Mobile phone-based readout of the dose-optimized-digital assay following LAMP on-chip was performed using a sample with 50 copies per microliter of DNA mixed with ferrofluid. Ferrodrops were generated, moved to reaction wells with doses of 0, 10, 40, and 100 nLs per device and amplified using LAMP. Amplification was followed by cellphone imaging of the reaction wells. In this proof-of-concept we used an oven set to 65C for amplification, although other thermal control systems such as phase-change materials could be used in low-resource settings29,30. Figure 4A shows a representative snapshot of the cell phone imaging device with 3D printed attachments.
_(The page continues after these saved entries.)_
PR #8824, opened 2022-05-19
perf(selectoritem): Use monotonic clock instead of DateTime.Now

ebariche:


MartinZikmund:
Nice 🙂

src/Uno.UI/UI/Xaml/Controls/Primitives/SelectorItem.cs
```diff
@@ -186,7 +187,7 @@ private void UpdateCommonStates(ManipulationUpdateKind manipulationUpdate = Mani
 			{
 				CoreDispatcher.Main.RunAsync(CoreDispatcherPriority.Normal, async () =>
 				{
-					await Task.Delay(delay);
+					await Task.Delay(ToTimeSpan(delay));
```
workgroupengineering, line 190: you can using [Task.Delay(int millisecondsDelay)](https://docs.microsoft.com/en-us/dotnet/api/system.threading.tasks.task.delay?view=net-6.0#system-threading-tasks-task-delay(system-int32)) to avoid convert to TimeSpan

jeromelaban: In this case, it's not possible because of the time resolution.

src/Uno.UI/UI/Xaml/Controls/Primitives/SelectorItem.cs
```diff
@@ -65,7 +66,7 @@ private enum ManipulationUpdateKind
 
 		private string _currentState;
 		private uint _goToStateRequest;
-		private DateTime _pauseStateUpdateUntil;
+		private long _pauseStateUpdateUntil;
```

To increase the signal-to-noise ratio of the low-magnification detection system, a strategy of using oblique illumination of the sample substrate with a high-power laser diode was adopted. Images collected with the device show distinct fluorescence intensity differences that vary between wells expected to be negative and those dosed with higher levels of target DNA (Figure 4B). The intensity of a positive well (55 ± 5) was found to be about double the intensity of a well without amplification (26 ± 5) (Figure 4C), which allowed us to set a threshold at 35 to determine whether a well contained one or more target DNA molecules.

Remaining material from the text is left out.